─── AVAILABLE RECORDS

Issue #2353, opened 2016-11-22
babel -> babel-loader ?


eymiha:
To get my builds building on my work box - a newer mac than my home box, with newer npm stuff (et al.) - I had to change gulpfile.js from `loader: 'babel',` to `loader: 'babel-loader'` to keep from getting a node error during the build:

> ... before babel was installed,
> ```
> Module not found: Error: Cannot resolve module 'babel' in ...
> ```
> after babel was installed,
> ```
> Error: The node API for 'babel' has been moved to 'babel-core'.
> ```
> after babel-core was installed,
> ```
> Error: The node API for 'babel' has been moved to 'babel-core'.
> ```
> when babel was removed,
> ```
> Module not found: Error: Cannot resolve module 'babel' in ...
> ```

During the process I ended up installing some node modules globally, and others just in the vis space. Cleaning the node_modules and installing today, with the loader set to babel, the problem from didn't recur - but it took me a bit to figure out what was giving me the problem before. I can only imagine that I have something set globally now that I hadn't before and I won't see the problem ever again (knocking-on-wood...)

I'm not sure what might be done to bridge the gap (some may break with it, others without) but it's good to know what must be done to fix the problem when it happens.

yotamberk:
@mojoaxel Can you take a look at this?

mojoaxel:
I use the following in a project of min:

### package.json
```json
"devDependencies": {
  "babel-core": "^6.11.4",
  "babel-loader": "^6.2.4",
  "babel-preset-es2015": "^6.9.0"
}
```

### webpack.config.js
```js
module: {
  loaders: [{ 
    test: /node_modules[\\\/]vis[\\\/].*\.js$/, loader: 'babel',
      query: {
        cacheDirectory: true,
        presets: ["es2015"]
      }
    }]
},
extensions: ["", ".js"],
alias: {
  visTimeline: "vis/index-timeline-graph2d"
}
```

Than I just can import `visTimeline` in my project.

mojoaxel:
@eymiha Do you still have problems with babel or can we close this issue?

eymiha:
No problems since the initial ones. The issue was mainly added in case
others had seen the same problem.

PR #2629, opened 2017-01-25
moved babel plugins from devDependencies to dependencies

mojoaxel:
If you want to integrate the vis.js sources in a project you need some babel-pugins.

see #2353


yotamberk:
Nice! Good idea and very important! I'm surprised we haven't had this option before.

──────

■ WORK INSTRUCTION: Only the lines from the one containing "If you want" through the final line of the data belong in the answer, repeated exactly.

■ ANSWER:
If you want to integrate the vis.js sources in a project you need some babel-pugins.

see #2353


yotamberk:
Nice! Good idea and very important! I'm surprised we haven't had this option before.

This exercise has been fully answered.